Go through the entries below and tally the lines holding "manual"; please reply with the number only.

____________

PR #2000, opened 2018-10-24
Make ct a behaviour for test suites

richcarl:
Common Test uses SUITE modules as callbacks, but there is no behaviour definition that can be used to check the callbacks. This patch makes it possible to put "-behaviour(ct)." in a SUITE module.

PR #2793, opened 2020-10-09
stdlib: Improve API and documentation of uri_string

peterdmv:
This PR intends to improve the API of the ```uri_string``` module and adds a new chapter (Uniform Resource Identifiers) to stdlib's Users' Guide.

- ```uri_string:normalize/1``` is changed to only decode those percent-encoded triplets that correspond to a character in the unreserved set.

```
      unreserved  = ALPHA / DIGIT / "-" / "." / "_" / "~" 
```
- A new function ```uri_string:percent_decode/1``` is added for decoding percent-encoded triplets in URI components.
- New utility function ```uri_string:allowed_characters()``` added for listing the allowed characters in each major URI component, and also in the most important characters sets.
```erlang
1> uri_string:allowed_characters().
[{scheme,"+-.0123456789ABCDEFGHIJKLMNOPQRSTUVWXYZabcdefghijklmnopqrstuvwxyz"},
 {userinfo,"!$%&'()*+,-.0123456789:;=ABCDEFGHIJKLMNOPQRSTUVWXYZ_abcdefghijklmnopqrstuvwxyz~"},
 {host,"!$&'()*+,-.0123456789:;=ABCDEFGHIJKLMNOPQRSTUVWXYZ_abcdefghijklmnopqrstuvwxyz~"},
 {ipv4,".0123456789"},
 {ipv6,".0123456789:ABCDEFabcdef"},
 {regname,"!$%&'()*+,-.0123456789;=ABCDEFGHIJKLMNOPQRSTUVWXYZ_abcdefghijklmnopqrstuvwxyz~"},
 {path,"!$%&'()*+,-./0123456789:;=@ABCDEFGHIJKLMNOPQRSTUVWXYZ_abcdefghijklmnopqrstuvwxyz~"},
 {query,"!$%&'()*+,-./0123456789:;=?@ABCDEFGHIJKLMNOPQRSTUVWXYZ_abcdefghijklmnopqrstuvwxyz~"},
 {fragment,"!$%&'()*+,-./0123456789:;=?@ABCDEFGHIJKLMNOPQRSTUVWXYZ_abcdefghijklmnopqrstuvwxyz~"},
 {reserved,"!#$&'()*+,/:;=?@[]"},
 {unreserved,"-.0123456789ABCDEFGHIJKLMNOPQRSTUVWXYZ_abcdefghijklmnopqrstuvwxyz~"}]
```

PR #2794, opened 2020-10-09
Make ct a behaviour for test suites (original by richcarl)

paulo-ferraz-oliveira:
This PR is related to https://github.com/erlang/otp/pull/2000 (I used the same title and all), and continues from https://github.com/erlang/otp/pull/2000#issuecomment-706234891.

**What's missing?**
* something else (?)


paulo-ferraz-oliveira:
OK, so here's the story:
1. found https://github.com/erlang/otp/pull/2000 while searching for a Common Test suite behaviour-defining module,
2. [asked](https://github.com/erlang/otp/pull/2000#issuecomment-705804158) if I could help,
3. was [given an OK](https://github.com/erlang/otp/pull/2000#issuecomment-706035991) to help,
4. asked for [guidance](https://github.com/erlang/otp/pull/2000#issuecomment-706208037) on how to proceed on top of previous work,
5. got the required [guidance](https://github.com/erlang/otp/pull/2000#issuecomment-706234891),
6. started working on the current PR - if all goes well this will supersede https://github.com/erlang/otp/pull/2000 and it can be closed.

paulo-ferraz-oliveira:
[`common_test Module:group/1`](https://erlang.org/doc/man/common_test.html#Module:group-1) refers to `CTHPriority` but this is not specified. I'm tentatively specifying it as `term()`.

Also, the doc. itself doesn't refer to any "priority", and I've never used this element either.

**Edit**: the same goes for [`common_test Module:suite/0`](https://erlang.org/doc/man/common_test.html#Module:suite-0).

paulo-ferraz-oliveira:
I proceeded to: 
1. cherry pick from [the original](https://github.com/richcarl/otp/tree/ct-behaviour),
2. moving the existing code to lib/common_test/src/ct_suite.erl,
3. improving the `-spec(_).`s by adding missing elements and going deeper in specification,
4. formatting that code as per other elements in Erlang/OTP,
5. tweaking exported elements.

paulo-ferraz-oliveira:
What's missing:
1. knowing if this module is named correctly and placed where it should be placed,
2. knowing if there's any other type we should be exporting (and if naming is correct),
3. knowing if this change involves writing tests (or otherwise applying the behaviour to already-existing test elements - I can put it in all suites, for example),
4. knowing if this is going to `maint` or `master`,
5. understanding how I should proceed to add documentation (the missing `man` page).

lib/common_test/src/ct_suite.erl
```diff
@@ -0,0 +1,132 @@
...
+            skipped |
+            failed.
+-type ct_group_props() :: [
+                parallel |
+                sequence |
+                shuffle |
+                {shuffle, Seed :: {integer(), integer(), integer()}} |
+                {ct_group_repeat_type(), ct_test_repeat()}
+            ] |
+            default.
```
paulo-ferraz-oliveira, line 32: This option (`default`) isn't documented as valid for [`common_test Module:groups/0`](https://erlang.org/doc/man/common_test.html#Module:groups-0). If it comes to it I'll have to segregate it - along with a bunch of other types.

lib/common_test/src/ct_suite.erl
```diff
@@ -0,0 +1,132 @@
...
+-type ct_info_required() :: Key :: atom() |
+            {Key :: atom(), SubKeys :: ct_info_required_subkeys()} |
+            {Key :: atom(), Subkey :: atom()} |
+            {Key :: atom(), Subkey :: atom(), SubKeys :: ct_info_required_subkeys()}.
+-type ct_info_required_subkeys() :: SubKey :: atom() |
+            [SubKey :: atom()].
+-type ct_hooks() :: [
+                CTHModule :: atom() |
+                {CTHModule :: atom(), CTHInitArgs :: term()} |
+                {CTHModule :: atom(), CTHInitArgs :: term(), CTHPriority :: term()}
```
paulo-ferraz-oliveira, line 78: [`common_test Module:group/1`](https://erlang.org/doc/man/common_test.html#Module:group-1) refers to `CTHPriority` but this is not specified. I'm tentatively specifying it as `term()`.

Also, the doc. itself doesn't refer to any "priority", and I've never used this element either.

The same goes for [`common_test Module:suite/0`](https://erlang.org/doc/man/common_test.html#Module:suite-0).

IngelaAndin: suite/0 can be used to specify 'ct_hooks', 'timetrap', 'userdata' and 'require' configuration for a suite according to the documentation (common_test).
group/1 can override the values for suite/0 for a special group.  Example from base64_SUITE.erl in stdlib 
```

suite() ->
    [{ct_hooks,[ts_install_cth]},
     {timetrap,{minutes,4}}].

all() ->
    [base64_encode, base64_decode, base64_otp_5635,
     base64_otp_6279, big, illegal, mime_decode, mime_decode_to_string,
     {group, roundtrip}].

groups() ->
    [{roundtrip, [parallel],
      [roundtrip_1, roundtrip_2, roundtrip_3, roundtrip_4]}].

group(roundtrip) ->
    %% valgrind needs a lot of time
    [{timetrap,{minutes,10}}].

```
CTHPriority is an integer, better  specified in the ct_hooks documentation (both manual page and UG for common_test) It defines in which order hooks should be run.

lib/common_test/src/ct_suite.erl
garazdawi: It is not valid for `Module:groups`, so the `group_props` for `group_ref` is different from the `group_props` of `group_def`. Which means that they have to be segregated. I would suggest creating a type called `group_props_ref` that is `group_props() | default`, or something along those lines.

paulo-ferraz-oliveira: I'll "fix" it but it'll involve more than just (simply) a new type.

paulo-ferraz-oliveira: How does 40d021e look?

lib/common_test/src/ct_suite.erl
paulo-ferraz-oliveira: fe68aa0

paulo-ferraz-oliveira:
Could you guide me as per the questions in https://github.com/erlang/otp/pull/2794#issuecomment-706438205? Thanks.

IngelaAndin:
You can look at gen_statem and ssh_server_channel as examples of callback behaviours documentation using specs.  Some of the documentation in the common_test module (that is the current documentation of a test suite callbacks) is of course relevant but it can be improved and better structured with help of the usage of specs to generate parts of the documentation.

paulo-ferraz-oliveira:
> You can look at gen_statem and ssh_server_channel as examples of callback behaviours documentation using specs. Some of the documentation in the common_test module (that is the current documentation of a test suite callbacks) is of course relevant but it can be improved and better structured with help of the usage of specs to generate parts of the documentation.

Thank you, @IngelaAndin. I'll add a `ct_suite.xml` to `doc/src` then and start working on it. Should there be any link from the common_test man to that one?

Can I assume that:
1. module `ct_suite` is named correctly and placed where it should be?
2. there's no other type we should be exporting?
3. type naming is correct?
4. this is going to `maint`?

**About testing**
Does this change involve writing tests - or can I, otherwise, apply the newly added behaviour to already-existing test elements - all suites, for example?

paulo-ferraz-oliveira:
@IngelaAndin, do you think it would be OK to document the **Data Types** in [common_test.html](https://erlang.org/doc/man/common_test.html), like [dict.html](https://erlang.org/doc/man/dict.html ) does, for example?

The main difference is the former aren't exported by `common_test` (so we'd probably have to do that too - ?).

IngelaAndin:
Can I assume that:
1.   module ct_suite is named correctly and placed where it should be?

Yes

2.     there's no other type we should be exporting?

Our policy is to be restrictive with exporting types.  Only input and return types should be necessary to export. 

3.     type naming is correct?

I think that might still be up for discussion, but it will be simpler to discuss it when we have a built documentation proposal and not to difficult to change. 

4.     this is going to maint?

Yes we will accept it for maint.

It does not require any special tests. It might be challenging to apply it to all OTP test suites as there might still be legacy things
around in a lot of test suites dated before common_test.  You could perhaps apply it to some highly developed application such as ssl as a proof of concept.

IngelaAndin:
When it comes to the data types, they should be documented in the same fashion as in dict, this you should get almost for free when using specs to generate the docs. We usually put the spec in the relevant Erlang file an not in a a header file. So you can export the relevant types from ct_suite.erl    The common_test.xml  should not have any documentation for the callbacks this
module ought to only have information about possible application environment variables, it is originally a man(6) information and is often called  <application>_app.xml 

The xml will need something like this (a not full lexample from ssl.xml) :

```
<datatypes>
    <datatype_title>Types used in TLS/DTLS</datatype_title>

    <datatype>
      <name name="socket"/>
    </datatype>
    
    <datatype>
      <name name="sslsocket"/>
      <desc>
	<p>An opaque reference to the TLS/DTLS connection, may be used for equality matching.</p>
	</desc>
    </datatype>

    <datatype>
      <name name="tls_option"/>
    </datatype>
        
    <datatype>
      <name name="tls_client_option"/>
    </datatype>
    
    <datatype>
      <name name="tls_server_option"/>
    </datatype>
   
```

paulo-ferraz-oliveira:
> when using specs to generate the docs

How do you use "specs to generate the docs"? I'm used to `edoc` but haven't found any documentation on how to do it for Erlang/OTP base. I looked at:
* https://github.com/erlang/otp/blob/master/CONTRIBUTING.md
* https://github.com/erlang/otp/wiki/Documentation
but haven't run the appropriate commands yet.

paulo-ferraz-oliveira:
> The common_test.xml should not have any documentation for the callbacks this
module ought to only have information about possible application environment variables, it is originally a man(6) information and is often called _app.xml

I'm a bit confused here, since there's no `common_test.xml` and types are exported from `ct_suite.erl`.

I think for the doc. to be clear:
1. `common_test_app.xml` shall be _fixed_ (as per the issues I found before - missing types, for example),
2. a Data Types section must be added somewhere (I don't know if the correct place is `common_test_app.xml`),
3. there should be some indication that the behavior is implemented by module `ct_suite`.

lib/common_test/doc/src/common_test_app.xml
```diff
@@ -272,21 +272,22 @@
...
 
     <func>
-      <name>Module:group(GroupName) -> [Info] </name>
+      <name>Module:group(GroupName) -> [Info]</name>
       <fsummary>Test case group information function (providing default data
         for a test case group, that is, its test cases and
         subgroups).</fsummary>
       <type>
-	<v>Info = {timetrap,Time} | {require,Required} | {require,Name,Required} | {userdata,UserData} | {silent_connections,Conns} | {stylesheet,CSSFile} | {ct_hooks, CTHs}</v>
+	<v>GroupName = atom()</v>
```
paulo-ferraz-oliveira, line 280: Added, since "missing before".

lib/common_test/doc/src/common_test_app.xml
```diff
@@ -299,6 +300,7 @@
 	<v>&nbsp;&nbsp;&nbsp;&nbsp;&nbsp;&nbsp;&nbsp;&nbsp;{CTHModule, CTHInitArgs, CTHPriority}]</v>
 	<v>CTHModule = atom()</v>
 	<v>CTHInitArgs = term()</v>
+	<v>CTHPriority = integer()</v>
```
paulo-ferraz-oliveira, line 303: Added, since "missing before".

IngelaAndin:
We do not use edoc.  We want you to create a manual page ct_suite.xml that includes the data types and documentation for the ct_suite behaviour.  The xml from code above refers to data types exported from ssl.erl and creates the datatype part of the manual page.

You can refer to types with seetype: (examle from gen_statem)

```

<func>
      <name since="OTP 19.0">Module:format_status(Opt, [PDict,State,Data]) ->
        Status
      </name>
      <fsummary>
	Describe the current <c>gen_statem</c> status (optional).
      </fsummary>
      <type>
        <v>Opt = normal | terminate</v>
        <v>PDict = [{Key, Value}]</v>
	<v>
	  State =
	  <seetype marker="#state">state()</seetype>
	</v>
	<v>
	  Data =
	  <seetype marker="#data">data()</seetype>
	</v>
```
Alas I do not think it is publicly documented at the moment.  

If we should remove common_test.xml  or perhaps replace it  with common_test_app.xml is an other issue. I think we can address that once we are getting ct_suite.xml  in place.

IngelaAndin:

____________

**ANSWER FOR THIS EXERCISE**
2